Microsoft Research released Phi 2, which is a 2.7 billion parameter model trained on "textbook-quality" data with knowledge distillation from Phi 1.5. The model achieves sota results among base LLMs with less than 13B parameters and matches or outperforms models up to 25x larger on complex benchmarks, e.g. it achieves better performance compared to 25x larger Llama-2-70B model on multi-step reasoning tasks, i.e., coding and math. Phi 2 was trained on 1.4T tokens and has not undergone any RLHF alignment nor has it been instruct fine-tuned. Phi 2 shares the same architecture with Phi 1.5 and has context length of 2048 tokens. The model weights are released under Microsoft Research license.

To download the model weights and convert them to the lit-gpt format, run

pip install 'huggingface_hub[hf_transfer] @ git+https://github.com/huggingface/huggingface_hub'

python scripts/download.py --repo_id microsoft/phi-2 --from_safetensors True

python scripts/convert_hf_checkpoint.py --checkpoint_dir checkpoints/microsoft/phi-2

Warning

Phi-2 used dropout during training which we don't model, so training will not be equal.

Inference the model in instruct mode:

python chat/base.py --checkpoint_dir checkpoints/microsoft/phi-2
>> Prompt: Write a detailed analogy between mathematics and a lighthouse.
>> Reply: Mathematics is like a lighthouse. Mathematics provides a method to guide us through the sometimes chaotic and confusing waters of life. It provides a structured approach to problems which can help us find our way and provide direction. Just as a lighthouse keeps watch over the sea, mathematics can provide us with the tools to try and make sense of the world. Furthermore, just as a lighthouse keeps a watchful eye on the horizon, mathematics can help us reach our goals by showing us the way.

Note

In order to obtain appropriate answers, you may need to tweak the input prompt. E.g. we found out that if using "Instruct:{prompt}\nOutput:\n" instead of "Instruct:{prompt}\nOutput:" the model generates longer answers in some cases.

Free generation mode:

python generate/base.py --prompt "Alice: I don't know why, I'm struggling to maintain focus while studying. Any suggestions?\nBob:" --checkpoint_dir checkpoints/microsoft/phi-2

which yields

Alice: I don't know why, I'm struggling to maintain focus while studying. Any suggestions?
Bob: Well, one possible reason could be stress. Have you been feeling overwhelmed lately?
Alice: Yes, I've been juggling multiple deadlines and it's been quite taxing.
Carol: Stress can definitely impact your ability to concentrate. Maybe you need

Phi 1.5

A team at Microsoft Research has made available Phi 1.5, which is a 1.3 billion parameter model optimized for common sense reasoning in natural language, showing performance on par with models 5x its size, especially in grade-school mathematics and basic coding. This model retains characteristics of larger LLMs, and significant improvement was noted in reducing toxic and biased generations by avoiding web data. It's also worth highlighting that while this model performs well on language understanding and common sense reasoning tasks, it is a base model that has not undergone any supervised instruction finetuning or finetuning with RLHF.

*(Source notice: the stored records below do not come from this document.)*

Issue #1603, opened 2020-01-16
updates on movie.salesCast section


phpgeekfr:
new sales cast section:
```
producers: Producer[] (interface)
cast: Cast[] (interface)
crew: Crew[] (interface)
```

`directors` stay on movie.main 
Remove `CREDIT_ROLES`
And create :
```
PRODUCER_ROLES
    {
      'slug': 'exectuive-producer',
      'label': 'Executive Producer'
    },
    {
      'slug': 'line-producer',
      'label': 'Line Producer'
    },
    {
      'slug': 'associate-producer',
      'label': 'Associate Producer'
    },
    {
      'slug': 'production-manager',
      'label': 'Production Manager'
    },
CAST_ROLES
{
      'slug': 'lead-role',
      'label': 'Lead Role'
    },
    {
      'slug': 'secondary-role',
      'label': 'Secondary Role'
    }
CREW_ROLES:
 {
      'slug': 'writer',
      'label': 'Writer'
    },    {
      'slug': 'score-composer',
      'label': 'Score Composer'
    },
    {
      'slug': 'dialogue-writer',
      'label': 'Dialogue Writer'
    },
    {
      'slug': 'director-of-photography',
      'label': 'Director of Photography'
    },
    {
      'slug': 'editor',
      'label': 'Editor'
    },
    {
      'slug': 'casting-director',
      'label': 'Casting Director'
    },
    {
      'slug': 'artistic-director',
      'label': 'Artistic Director'
    },
    {
      'slug': 'costume-designer',
      'label': 'Costume Designer'
    },
    {
      'slug': 'make-up-artist',
      'label': 'Make-Up Artist'
    },
    {
      'slug': 'production-designer',
      'label': 'Production Designer'
    },
    {
      'slug': 'first-assistant-director',
      'label': '1st Assistant Director'
    },
    {
      'slug': 'second-assistant-director',
      'label': '2nd Assistant Director'
    },
    {
      'slug': 'post-production-director',
      'label': 'Post-Production Director'
    },
    {
      'slug': 'original-author',
      'label': 'Original Author'
    }
```

Create the various entities that extends `Credit`

phpgeekfr:
![Screenshot_2020-01-16 Data Model - draw io](https://user-images.githubusercontent.com/1194344/72548176-7c4aa680-388e-11ea-8f93-1ede9fd6cda0.png)

PR #1608, opened 2020-01-17
updates on movie.salesCast section

phpgeekfr:
issue  #1603

### DIFF
--- a/libs/movie/src/lib/movie/form/sales-cast/sales-cast.form.ts
+++ b/libs/movie/src/lib/movie/form/sales-cast/sales-cast.form.ts
@@ -4,10 +4,12 @@ import { FormControl } from '@angular/forms';
 import { MovieCreditForm } from '../main/main.form';
 import { createCredit } from '@blockframes/utils/common-interfaces/identity';
 
-function createMovieSalesCastControls(salesCast?: Partial<MovieSalesCast>){
+function createMovieSalesCastControls(salesCast?: Partial<MovieSalesCast>) {
   const entity = createMovieSalesCast(salesCast);
   return {
-    credits: FormList.factory(entity.credits, el => new MovieCreditForm(el)),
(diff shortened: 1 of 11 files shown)


libs/movie/src/lib/movie/form/sales-cast/sales-cast.form.ts
```diff
@@ -35,18 +37,52 @@ export class MovieSalesCastForm extends FormEntity<MovieSalesCastControl>{
...
+    return this.get('producers');
   }
 
-  public removeCredit(i: number): void {
-    this.credits.removeAt(i);
+  get crew() {
+    return this.get('crew');
+  }
+
+  public addCredit(credit?: Partial<Credit>, type: 'cast' | 'crew' | 'producer' = 'cast'): void {
```
GrandSchtroumpf: I'm pretty sure those functions won't be used as we are going to pass the FormList directly (for next time ;) )

phpgeekfr: Yeah I know, update was made to pass the build and to keep a working app

libs/utils/src/lib/common-interfaces/identity.ts
```diff
@@ -103,3 +123,15 @@ export function createCredit(params: Partial<Credit> = {}): Credit {
     ...params
   };
 }
+
+export function createProducer(params: Partial<Credit> = {}): Producer {
```
GrandSchtroumpf: I don't really see the point of those factories. If you want to cast to type from Credit to Proucer you could do : 
```typesrcipt
export function createCredit<T extends Credit>(params: Partial<T> = {}): T
```

phpgeekfr: I'm not familiar with this `T` things, It's not automatic for me :) Do you want me to change this or you will do it yourself ?

PR #1609, opened 2020-01-17
Issue#1568 contract list query

ioaNikas:
- Update contract list query to avoid  fetching unwanted contracts.
- Add new functions to get contracts information when they are displayed as a list.
- Rename `distributiondeals` sub-collection into `distributionDeals`.
- Remove useless `@CollectionConfig` from subcollection services.

### DIFF
--- a/libs/contract/src/lib/+state/contract.service.ts
+++ b/libs/contract/src/lib/+state/contract.service.ts
@@ -12,10 +12,14 @@ import { LegalRolesSlug } from '@blockframes/movie/moviestatic-model/types';
 import { cleanModel } from '@blockframes/utils';
 import { ContractDocumentWithDates } from './contract.firestore';
 
-/** Get all the contracts where user organization is party. */
+/**
+ * Get all the contracts where user organization is party.
+ * Also check that there is no childContractIds to never fetch
+ * contract between organization and Archipel Content.
+ */
 const contractsListQuery = (orgId: string): Query<Contract[]> => ({
   path: 'contracts',
-  queryFn: ref => ref.where('partyIds', 'array-contains', orgId)
+  queryFn: ref => ref.where('partyIds', 'array-contains', orgId).where('childContractIds', '==', [])
 });
 
 /** Get the active contract and put his lastVersion in it. */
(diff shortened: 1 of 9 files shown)


libs/contract/src/lib/+state/contract.service.ts
```diff
@@ -12,10 +12,14 @@ import { LegalRolesSlug } from '@blockframes/movie/moviestatic-model/types';
...
-/** Get all the contracts where user organization is party. */
+/**
+ * Get all the contracts where user organization is party.
+ * Also check that there is no childContractIds to never fetch
+ * contract between organization and Archipel Content.
+ */
 const contractsListQuery = (orgId: string): Query<Contract[]> => ({
   path: 'contracts',
-  queryFn: ref => ref.where('partyIds', 'array-contains', orgId)
+  queryFn: ref => ref.where('partyIds', 'array-contains', orgId).where('childContractIds', '==', [])
```
phpgeekfr: Test this please :)

libs/contract/src/lib/+state/contract.service.ts
```diff
@@ -65,22 +69,25 @@ export class ContractService extends CollectionService<ContractState> {
...
+        : contractOrId
 
       contractWithVersion.doc = this.formatContract(contract);
-      contractWithVersion.last = await this.contractVersionService.getLastVersionContract();
+      contractWithVersion.last = await this.contractVersionService.getLastVersionContract(contract.id);
 
       return contractWithVersion;
     } catch (error) {
-      console.log(`Contract ${contractId} not found`);
+      console.log(`Contract ${contractOrId} not found`);
```
phpgeekfr: is `contractOrId` is an instance of Contact, console.log will not be pretty..

libs/contract/src/lib/version/+state/contract-version.service.ts
```diff
@@ -72,4 +71,15 @@ export class ContractVersionService extends CollectionService<ContractVersionSta
 
     return lastVersion;
   }
+
+  /**
+   * Returns the creation date of the contract.
+   * @param contractId if not provided, get the last version of active contract.
+   */
+  public async getContractCreationDate(contractId?: string): Promise<Date> {
```
phpgeekfr: getContractCreationDate should be renamed to getContractFirstCreationDate I think.
Otherwise this could be confusing if we have many versions.

phpgeekfr: Or initialCreationDate

PR #1610, opened 2020-01-17
Movie form budget

GrandSchtroumpf:
Second Generation of Form Budget + move static-model.


libs/utils/src/lib/common-interfaces/range.ts
```diff
@@ -16,6 +17,7 @@ export function createRange<D>(params: Partial<RawRange<D>> = {}): RawRange<D> {
   return {
     from: null,
     to: null,
+    label: '',
```
phpgeekfr: need to initialize label even if not required (`label?`)?

libs/utils/src/lib/common-interfaces/range.ts
```diff
@@ -1,6 +1,7 @@
 export interface RawRange<D> {
   from: D | null;
   to: D | null;
+  label?: string;
```
phpgeekfr: please tell me (or Clélia) when you change models.

GrandSchtroumpf: Clélia changed that.

phpgeekfr: OK. Draw.io was not up to date.

PR #3407, opened 2020-07-30
Retire welcome component

### LINKED ISSUE #3008: Remove /auth/welcome page
### Description
This page can be removed as it's no longer used and replace with landing page. 

### Acceptance criteria
- [ ] Remove all the links to `/auth/welcome` and replace it with landing page
- [ ] Modify the e2e tests that use it to lead to landing page instead and adapt the tests so it keeps working
- [ ] WelcomeComponent can be delete as it should be no longer used

xmano:
Closes #3008


apps/catalog/catalog-e2e/src/integration/dashboard/movie-tunnel-end.spec.ts
```diff
@@ -18,7 +19,9 @@ const SYNOPSIS = 'An up-close-and-personal portrait of the fashion icon, Karl La
 const PRODUCTION_YEAR = '2006';
 
 beforeEach(() => {
-  clearDataAndPrepareTest();
+  clearDataAndPrepareTest('/');
+  const p1 = new LandingPage();
+  p1.clickSignup();   
   signInAndNavigateToMain();
```
Hugo-Hontans, line 25: Here you can add 
```
  const p1 = new LandingPage();
  p1.clickSignup();   
```
directly inside signInAndNavigateToMain function I think

libs/e2e/src/lib/utils/functions.ts
```diff
@@ -13,8 +13,7 @@ export function clearDataAndPrepareTest(path: string = '/auth') {
 
 /** Start on AuthWelcomePage, on AuthLoginPage and signin. You have to create a new page depending of the app. */
 export function signIn(user: Partial<User>) {
-  const p1: AuthWelcomePage = new AuthWelcomePage();
-  const p2: AuthLoginPage = p1.clickCallToAction();
+  const p2: AuthLoginPage = new AuthLoginPage();
```
Hugo-Hontans, line 16: change p2 for p1 so plz. Keep the same consistency starting with p1

apps/catalog/catalog-e2e/src/integration/dashboard/movie-tunnel.spec.ts
```diff
@@ -17,7 +18,9 @@ import {
 describe('User can navigate to the movie tunnel pages start and main.', () => {
   // Log in and create a new movie
   it('Login into an existing account, navigate on titles list page, go to movie tunnel start page, go on movie tunnel main page', () => {
-    clearDataAndPrepareTest();
+    clearDataAndPrepareTest('/');
+    const p1 = new LandingPage();
+    p1.clickSignup();    
     signInAndNavigateToMain();
```
Hugo-Hontans, line 24: same

apps/catalog/catalog-e2e/src/integration/dashboard/contract-tunnel.spec.ts
```diff
@@ -24,13 +25,15 @@ const TRIGGERING_EVENT = 'First theatrical release';
 
 beforeEach(() => {
   clearDataAndPrepareTest();
+  cy.visit('/');
```
Hugo-Hontans, line 28: By default inside clearDataAndPrepareTest we use `cy.visit('/auth')` and you can add an other path directly. I let you check inside this function.
And if the function goes in route `/auth` you should be directly on AuthLoginPage so you don't need
```
  const p1 = new LandingPage();
  p1.clickSignup();  
```
I think

libs/e2e/src/lib/utils/functions.ts
xmano: OK

apps/catalog/catalog-e2e/src/integration/dashboard/contract-tunnel.spec.ts
xmano: For flexibility I move this inside `signInAndNavigateToMain`

PR #3409, opened 2020-07-30
Feat 3066 - unit tests setup - part 1

phpgeekfr:
Unit testing part of this PR is still in WIP but it's working. I need to check them with @xmano but this can be made after this pull request.
This PR also add a new lib `firebase-utils`


apps/backend-ops/src/db-cleaning.spec.ts
```diff
@@ -0,0 +1,220 @@
...
+  cleanNotifications,
+  dayInMillis,
+  numberOfDaysToKeepNotifications,
+  cleanUsers
+} from './db-cleaning';
+import { every } from 'lodash';
+import { AdminAuthMocked } from '../../../libs/testing/src//lib/firebase/adminAuthMocked';
+import { AdminServices } from './admin';
+
+const moviesTestSet = require('../../../libs/testing/src/lib/mocked-data-unit-tests/movies.json'); // @TODO (#3066) commit this file only when fully anonymised
```
GrandSchtroumpf, line 18: use alias `@blockframes/testing`

apps/backend-ops/src/db-cleaning.spec.ts
```diff
@@ -0,0 +1,220 @@
...
+  cleanOrganizations,
+  cleanPermissions,
+  cleanDocsIndex,
+  cleanNotifications,
+  dayInMillis,
+  numberOfDaysToKeepNotifications,
+  cleanUsers
+} from './db-cleaning';
+import { every } from 'lodash';
+import { AdminAuthMocked } from '../../../libs/testing/src//lib/firebase/adminAuthMocked';
```
GrandSchtroumpf, line 15: use alias `@blockframes/testing`

apps/backend-ops/src/db-cleaning.spec.ts
```diff
@@ -0,0 +1,220 @@
...
+
+
+jest.setTimeout(30000);
+
+describe('DB cleaning script', () => {
+  let adminServices: AdminServices;
+
+  beforeAll(async () => {
+    const featList = initFunctionsTestMock();
+    adminServices = {
```
GrandSchtroumpf, line 34: Flatten everything :
```typescript
const app = initFunctionsTestMock();
db = app.firestore();
auth = app.auth();
storage = app.storage();
```

phpgeekfr: I will add a comment in code to find a way for this with @xmano

apps/backend-ops/src/db-cleaning.spec.ts
```diff
@@ -0,0 +1,218 @@
...
+  it('should clean movies from unwanted attributes', async () => {
+    const moviesBefore: FirebaseFirestore.QuerySnapshot<FirebaseFirestore.DocumentData> = await adminServices.db.collection('movies').get();
+    await cleanMovies(moviesBefore);
+    const moviesAfter: FirebaseFirestore.QuerySnapshot<FirebaseFirestore.DocumentData> = await adminServices.db.collection('movies').get();
+    const cleanedMovies = moviesAfter.docs.filter(m => isMovieClean(m)).length;
+    expect(moviesTestSet.length).toEqual(cleanedMovies);
+  });
+  it('should remove documents undefined or not linked to existing document from docsIndex', async () => {
+    const [docsIndexBefore, movies,] = await Promise.all([
+      adminServices.db.collection('docsIndex').get(),
```
GrandSchtroumpf, line 141: I would recommend to create a `collectionRef(path: string)` reusable function so you don't need to repeat yourself

apps/backend-ops/src/db-cleaning.ts
```diff
@@ -163,32 +159,46 @@ async function _cleanInvitation(doc: any, invitation: any) { // @TODO (#3175) w8
...
-        if (invalidOrganization) {
+        let update = false;
+
+        if (invalidOrganization) { // @todo #3066 create a test for this
           delete user.orgId;
-          await userDoc.ref.update(user);
+          update = true;
+        }
+
+        if (user.name !== undefined) {
```
GrandSchtroumpf, line 190: what about null or empty string ?

libs/testing/src/lib/mocked-data-unit-tests/auth.json
```diff
@@ -0,0 +1,26 @@
+[
```
GrandSchtroumpf, line 1: I would recommend to use typescript object instead so you can have type safety and update it after each migration (in the case of collections) : 
```typescript
const auth: FirebaseUser[] = [{
  ...
}]
```

libs/testing/src/lib/scripts/create-mocked-data-db-cleaning.ts
```diff
@@ -0,0 +1,219 @@
...
+    movies: [],
+    orgs: [],
+    permissions: [],
+    notifications: [],
+    invitations: [],
+    events: [],
+    users: [],
+  };
+
+  const data = await fs.readFileSync(file, 'utf8');
```
GrandSchtroumpf, line 160: If it's readFileSync you shouldn't need the await. You can do `await fs.promises.readFile` to use promise

apps/backend-ops/src/db-cleaning.spec.ts
```diff
@@ -0,0 +1,218 @@
...
+  beforeAll(async () => {
+    const featList = initFunctionsTestMock();
+    adminServices = { // @TODO #3066 Flatten everything
+      auth: auth(),
+      db: firestore(),
+      storage: storage(),
+      firebaseConfig: featList.firebaseConfig
+    };
+
+    console.log('loading movies data set...');
```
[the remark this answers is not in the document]
phpgeekfr: in firebase emulator

libs/testing/src/lib/mocked-data-unit-tests/auth.json
phpgeekfr: It will be hard to type since this data can be false on purpose to check db cleaning script

apps/backend-ops/src/db-cleaning.spec.ts
phpgeekfr: added comment

PR #3410, opened 2020-07-30
Storage as a source of truth to the db

RemcoSimonides:
My gift for Hugo

### DIFF
--- a/apps/backend-ops/src/firebaseSetup.ts
+++ b/apps/backend-ops/src/firebaseSetup.ts
@@ -10,6 +10,7 @@ import { migrate } from './migrations';
 import { restore } from './admin';
 import { cleanDeprecatedData } from './db-cleaning';
 import { cleanStorage } from './storage-cleaning';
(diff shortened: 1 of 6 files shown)


apps/backend-ops/src/firebaseSetup.ts
```diff
@@ -40,6 +41,10 @@ export async function prepareForTesting() {
   await generateWatermarks();
   console.info('Watermarks generated!');
 
+  console.info('Syncing firestore with storage');
+  await syncStorage();
+  console.info('Firestore is now synced with storage!');
```
phpgeekfr, line 46: Can you also add this in the "upgrade" section ? Because I think we will have to run this on each upgrade

phpgeekfr: also syncStorage is already in `generateWatermarks` function

phpgeekfr:
@RemcoSimonides can you also comment migration 31 in `index.ts` ?

PR #3420, opened 2020-08-10
clean models & forms

pldespaigne:


apps/backend-ops/src/firestoreMigrations/0028.ts
```diff
@@ -76,9 +79,9 @@ async function updateNotifications(notifications: FirebaseFirestore.QuerySnapsho
     const notification = doc.data() as NotificationDocument;
 
     if (notification.organization) {
-      notification.organization.logo = createHostedMedia();
+      (notification.organization.logo as any) = createHostedMedia();
```
GrandSchtroumpf, line 82: Is it not better to use a type with a migration id ? Else it's going to be difficult to maintain with a lot of as any...

PR #3423, opened 2020-08-11
form-list/table comp.

fritzschoff:


libs/movie/src/lib/movie/pages/main/main.component.html
```diff
@@ -117,38 +119,53 @@ <h3>General Information</h3>
...
-        </footer>
-      </article>
-      <footer fxLayout="column" fxLayoutAlign="center center">
-        <button mat-mini-fab color="primary" (click)="directors.add()" aria-label="Remove a director form">
-          <mat-icon svgIcon="add"></mat-icon>
-        </button>
-        <span class="mat-caption">Add Director</span>
-      </footer>
+      <bf-form-table [displayedColumns]="displayedColumns" [form]="directors" buttonText="Add new Director">
+        <ng-template colRef="First Name" let-director>{{ director.firstName }} </ng-template>
```
GrandSchtroumpf, line 123: I've got the feeling that you don't need to repeat that all the time.
You could do someting like : 
```typescript
columns = {
  firstName: "First Name",
  lastName: "Last Name",
  ...
}
```
And in the bf-form-table
```html
<ng-container *ngFor="for column of column | keyvalue">
  <ng-container *ngIf="template[column.key] else default">
    <ng-template [ngTemplateOutlet]="template[column.key]" ...>
  </ng-container>
  <ng-template #default>
     {{ item[column.key] }}
  </ng-template>
</ng-container>
```

We can discuss this.

libs/ui/src/lib/form/list/form-list.component.html
```diff
@@ -30,4 +30,10 @@
 
 <ng-template [ngTemplateOutlet]="formView" [ngTemplateOutletContext]="{ $implicit: formItem }">
 </ng-template>
-<bf-line-button [buttonText]="buttonText" (buttonClick)="addControl()"></bf-line-button>
+<div class="line-button">
+  <mat-divider id="line"></mat-divider>
```
GrandSchtroumpf, line 34: Do not use id as there will be any "line" in the same page.

libs/ui/src/lib/form/list/form-list.component.html
```diff
@@ -30,4 +30,10 @@
 
 <ng-template [ngTemplateOutlet]="formView" [ngTemplateOutletContext]="{ $implicit: formItem }">
 </ng-template>
-<bf-line-button [buttonText]="buttonText" (buttonClick)="addControl()"></bf-line-button>
+<div class="line-button">
```
GrandSchtroumpf, line 33: Why not `<footer fxLayout="start baseline" fxLayoutGap="16px">` ?

libs/ui/src/lib/form/list/form-list.component.html
GrandSchtroumpf: If you use fxLayout as suggested by the comment above you need to set `<mat-divider fxFlex></mat-divider>`

libs/ui/src/lib/form/table/form-table.component.html
```diff
@@ -45,4 +46,10 @@
 ​
 <ng-template [ngTemplateOutlet]="formView" [ngTemplateOutletContext]="{ $implicit: formItem }">
 </ng-template>
-<bf-line-button [buttonText]="buttonText" (buttonClick)="addControl()"></bf-line-button>
+<div class="line-button">
```
GrandSchtroumpf, line 49: Same as above

libs/ui/src/lib/form/table/form-table.component.ts
```diff
@@ -53,7 +53,7 @@ export class FormTableComponent<T> implements OnInit, AfterViewInit, OnDestroy {
   activeIndex: number;
   pageSize = 5;
   /* We need to keep track of the current page since it will affect the index that we are working on */
-  pageConfig = { pageIndex: 0, pageSize: this.pageSize };
+  pageConfig = { pageIndex: 0, pageSize: 5 };
```
GrandSchtroumpf, line 56: It's always 5 ?

libs/utils/src/lib/form/forms/list.form.ts
```diff
@@ -39,10 +39,16 @@ export class FormList<T, Control extends AbstractControl = any> extends FormArra
...
-      const controls = value.map(createControl)
-      const form = new FormList<T>(controls, validators);
-      form['createControl'] = createControl.bind(form);
-      return form;
+      if (Array.isArray(value)) {
+        const controls = value.map(createControl)
+        const form = new FormList<T>(controls, validators);
+        form['createControl'] = createControl.bind(form);
+        return form;
+      } else {
```
GrandSchtroumpf, line 47: In which case it will not be an array ? Normally this should not happen.

libs/utils/src/lib/form/forms/list.form.ts
```diff
@@ -39,10 +39,16 @@ export class FormList<T, Control extends AbstractControl = any> extends FormArra
...
+        const control = createControl(value);
+        const form = new FormList<T>([control], validators);
+        form['createControl'] = createControl.bind(form);
```
GrandSchtroumpf, line 50: You're not returning the form.
If this is truly needed to have a if statement try
```typescript
const controls = Array.isArray(value) ? value.map(createControl) : [createControl(value)];
```

libs/ui/src/lib/form/list/form-list.component.html
fritzschoff: this is a selector to override the default border-top-color and border-top-width. Without an id you can't style the line

libs/ui/src/lib/form/table/form-table.component.ts
fritzschoff: for starters,yes

libs/utils/src/lib/form/forms/list.form.ts
fritzschoff: got an error `value.map` is not a function => line 42. couldn't find where it originates, so that is why I created a fallback

libs/movie/src/lib/movie/pages/main/main.component.html
fritzschoff: columns can't be an object, since we are using it for the table columns, `displayedColumns` .
Also if you don't use the colRef directives anymore you are going to take away your might needed possibilites to alter the displayed value, if you save the slug in the formControl but want to display the label, for instance. 
But we can have a quick call / chat about it

libs/ui/src/lib/form/list/form-list.component.html
fritzschoff: don't want to import FlexLayoutModule, just for that.

libs/ui/src/lib/form/list/form-list.component.html
GrandSchtroumpf: If you do `.line-button mat-divider` it should be good I think.

libs/ui/src/lib/form/list/form-list.component.html
GrandSchtroumpf: It won't increase the bundle size ^^.

fritzschoff: okay theeeeeeeeeeeen I do it :D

The model was trained the same data sources (7B tokens) as its phi-1 predecessor, which includes

In addition, to create phi-1.5, the authors included additional textbook-quality synthetic text (roughly 20B tokens) in natural language, which was created using the Textbooks Are All You Need approach.

The model weights are released under a Microsoft Research license.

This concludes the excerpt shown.